> ACTIVITY
Could you output each line of the data that follows exactly?

> MATERIAL TO PROCESS
PR #1366, opened 2026-03-01
feat(provider): add policy-driven retries and fallback model

cyzlmh:
## Summary
- add configurable LLM retry policy (max retries, backoff, retryable status codes)
- add optional fallback model switching when primary model fails
- wire config into provider creation via agents.defaults.fallback_model and agents.defaults.llm_policy
- add focused policy tests

## Why
Provider failures are not always fatal and should be handled with predictable retries and optional fallback. This improves runtime reliability without changing normal successful paths.

## Testing
- uv run --project . pytest -q tests/test_provider_policy.py tests/test_commands.py

### DIFF
--- a/nanobot/cli/commands.py
+++ b/nanobot/cli/commands.py
@@ -231,6 +231,8 @@ def _make_provider(config: Config):
         api_key=p.api_key if p else None,
         api_base=config.get_api_base(model),
         default_model=model,
+        fallback_model=config.agents.defaults.fallback_model,
+        llm_policy=config.agents.defaults.llm_policy,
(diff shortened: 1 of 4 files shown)


cyzlmh:
Follow-up for reviewers:
- This PR adds policy-driven retry/fallback behavior for LiteLLMProvider.
- It is split from Kimi compatibility changes to keep review scope focused.
- Tests passed locally: uv run --project . pytest -q tests/test_provider_policy.py tests/test_commands.py.

Would appreciate a review when convenient. Thanks!

Issue #1334, opened 2026-02-28
Feature: Telegram Reaction Support


gthieleb:
## Description

The Telegram integration currently does not receive or process message reactions.

## Current Behavior

- Reactions (👍, ❤️, etc.) sent by users are not visible to the agent
- Agent only receives: text messages, transcriptions, images, files

## Expected Behavior

Agent should be able to:
1. See reactions on messages
2. Optionally react to messages itself
3. Use reactions as feedback (e.g., 👍 = confirm, ❌ = reject)

## Use Case

User wants to give quick feedback without typing a full message. Reactions are a natural UI pattern in Telegram.

## Technical Notes

- Telegram Bot API supports reactions via `setMessageReaction` and updates via `message_reaction` update type
- May require updating the Telegram channel implementation to handle reaction updates

## Priority

Nice-to-have feature for improved UX.

gthieleb:
Moving to fork repo

gthieleb:
Reopening - was not my decision to close this

fengxiaohu:
<img width="745" height="91" alt="Image" src="https://github.com/user-attachments/assets/072b5914-e6a8-4ba9-9333-20bd82950ad2" />
<img width="832" height="258" alt="Image" src="https://github.com/user-attachments/assets/d0599521-7201-4b73-be58-dcfb428a4a8a" />

PR #1369, opened 2026-03-01
feat: forward telegram reactions to the agent

fengxiaohu:
#1334


fengxiaohu:
截屏2026-03-01 13 20 36
截屏2026-03-01 13 20 25

Issue #1382, opened 2026-03-01
Feishu markdown table error: card table number over limit


chengyongru:
Mar 01 20:29:37 iZbp17cdwauhcjtoqny51sZ nanobot[57646]: 2026-03-01 20:29:37.238 | ERROR    | nanobot.channels.feishu:_send_message_sync:613 - Failed to send Feishu interactive message: code=230099, msg=Failed to create card content, ext=ErrCode: 11310; ErrMsg: card table number over limit; ErrorValue: table; , log_id=202603012029367AEAF6042355593A66AD

MrSuddenJoy:
MetPiss > CurvT > DRA

FUCK

PR #1384, opened 2026-03-01
fix(feishu): split card messages when content has multiple tables

zerone0x:
## Problem

Feishu interactive cards reject messages containing more than one table element with API error `11310: card table number over limit`.  This causes the entire message to be silently dropped — the user sees nothing.

Reported in #1382.

## Root Cause

`FeishuChannel._build_card_elements()` correctly converts each markdown table into a `{"tag": "table", ...}` card element, but the resulting flat list of elements is sent as a single card.  The Feishu API enforces a hard limit of **one table per card**.

## Fix

Add a new static helper `_split_elements_by_table_limit(elements, max_tables=1)` that partitions the flat card-elements list into groups, each containing at most one table.  `send()` now iterates over these groups and sends each as its own card message.

- **No regression** for content with zero or one table — still a single card.
- **Multiple tables** each get their own card; surrounding text and headings are preserved with each group.

## Changes

- `nanobot/channels/feishu.py` — new `_split_elements_by_table_limit()` static method; `send()` updated to use it (5 line change)
- `tests/test_feishu_table_split.py` — 8 focused unit tests for the new helper

## Testing

```
uv run --python 3.11 python -m pytest tests/test_feishu_table_split.py tests/test_feishu_post_content.py -v
```

Result: **10 passed**

### DIFF
--- a/nanobot/channels/feishu.py
+++ b/nanobot/channels/feishu.py
@@ -413,6 +413,34 @@ class FeishuChannel(BaseChannel):
             elements.extend(self._split_headings(remaining))
         return elements or [{"tag": "markdown", "content": content}]
 
+    @staticmethod
+    def _split_elements_by_table_limit(elements: list[dict], max_tables: int = 1) -> list[list[dict]]:
+        """Split card elements into groups with at most *max_tables* table elements each.
+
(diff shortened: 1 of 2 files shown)


chengyongru:
@zerone0x 
Thanks for your working!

> ANSWER SPACE
PR #1366, opened 2026-03-01
feat(provider): add policy-driven retries and fallback model

cyzlmh:
## Summary
- add configurable LLM retry policy (max retries, backoff, retryable status codes)
- add optional fallback model switching when primary model fails
- wire config into provider creation via agents.defaults.fallback_model and agents.defaults.llm_policy
- add focused policy tests

## Why
Provider failures are not always fatal and should be handled with predictable retries and optional fallback. This improves runtime reliability without changing normal successful paths.

## Testing
- uv run --project . pytest -q tests/test_provider_policy.py tests/test_commands.py

### DIFF
--- a/nanobot/cli/commands.py
+++ b/nanobot/cli/commands.py
@@ -231,6 +231,8 @@ def _make_provider(config: Config):
         api_key=p.api_key if p else None,
         api_base=config.get_api_base(model),
         default_model=model,
+        fallback_model=config.agents.defaults.fallback_model,
+        llm_policy=config.agents.defaults.llm_policy,
(diff shortened: 1 of 4 files shown)


cyzlmh:
Follow-up for reviewers:
- This PR adds policy-driven retry/fallback behavior for LiteLLMProvider.
- It is split from Kimi compatibility changes to keep review scope focused.
- Tests passed locally: uv run --project . pytest -q tests/test_provider_policy.py tests/test_commands.py.

Would appreciate a review when convenient. Thanks!

Issue #1334, opened 2026-02-28
Feature: Telegram Reaction Support


gthieleb:
## Description

The Telegram integration currently does not receive or process message reactions.

## Current Behavior

- Reactions (👍, ❤️, etc.) sent by users are not visible to the agent
- Agent only receives: text messages, transcriptions, images, files

## Expected Behavior

Agent should be able to:
1. See reactions on messages
2. Optionally react to messages itself
3. Use reactions as feedback (e.g., 👍 = confirm, ❌ = reject)

## Use Case

User wants to give quick feedback without typing a full message. Reactions are a natural UI pattern in Telegram.

## Technical Notes

- Telegram Bot API supports reactions via `setMessageReaction` and updates via `message_reaction` update type
- May require updating the Telegram channel implementation to handle reaction updates

## Priority

Nice-to-have feature for improved UX.

gthieleb:
Moving to fork repo

gthieleb:
Reopening - was not my decision to close this

fengxiaohu:
<img width="745" height="91" alt="Image" src="https://github.com/user-attachments/assets/072b5914-e6a8-4ba9-9333-20bd82950ad2" />
<img width="832" height="258" alt="Image" src="https://github.com/user-attachments/assets/d0599521-7201-4b73-be58-dcfb428a4a8a" />

PR #1369, opened 2026-03-01
feat: forward telegram reactions to the agent

fengxiaohu:
#1334


fengxiaohu:
截屏2026-03-01 13 20 36
截屏2026-03-01 13 20 25

Issue #1382, opened 2026-03-01
Feishu markdown table error: card table number over limit


chengyongru:
Mar 01 20:29:37 iZbp17cdwauhcjtoqny51sZ nanobot[57646]: 2026-03-01 20:29:37.238 | ERROR    | nanobot.channels.feishu:_send_message_sync:613 - Failed to send Feishu interactive message: code=230099, msg=Failed to create card content, ext=ErrCode: 11310; ErrMsg: card table number over limit; ErrorValue: table; , log_id=202603012029367AEAF6042355593A66AD

MrSuddenJoy:
MetPiss > CurvT > DRA

FUCK

PR #1384, opened 2026-03-01
fix(feishu): split card messages when content has multiple tables

zerone0x:
## Problem

Feishu interactive cards reject messages containing more than one table element with API error `11310: card table number over limit`.  This causes the entire message to be silently dropped — the user sees nothing.

Reported in #1382.

## Root Cause

`FeishuChannel._build_card_elements()` correctly converts each markdown table into a `{"tag": "table", ...}` card element, but the resulting flat list of elements is sent as a single card.  The Feishu API enforces a hard limit of **one table per card**.

## Fix

Add a new static helper `_split_elements_by_table_limit(elements, max_tables=1)` that partitions the flat card-elements list into groups, each containing at most one table.  `send()` now iterates over these groups and sends each as its own card message.

- **No regression** for content with zero or one table — still a single card.
- **Multiple tables** each get their own card; surrounding text and headings are preserved with each group.

## Changes

- `nanobot/channels/feishu.py` — new `_split_elements_by_table_limit()` static method; `send()` updated to use it (5 line change)
- `tests/test_feishu_table_split.py` — 8 focused unit tests for the new helper

## Testing

```
uv run --python 3.11 python -m pytest tests/test_feishu_table_split.py tests/test_feishu_post_content.py -v
```

Result: **10 passed**

### DIFF
--- a/nanobot/channels/feishu.py
+++ b/nanobot/channels/feishu.py
@@ -413,6 +413,34 @@ class FeishuChannel(BaseChannel):
             elements.extend(self._split_headings(remaining))
         return elements or [{"tag": "markdown", "content": content}]
 
+    @staticmethod
+    def _split_elements_by_table_limit(elements: list[dict], max_tables: int = 1) -> list[list[dict]]:
+        """Split card elements into groups with at most *max_tables* table elements each.
+
(diff shortened: 1 of 2 files shown)


chengyongru:
@zerone0x 
Thanks for your working!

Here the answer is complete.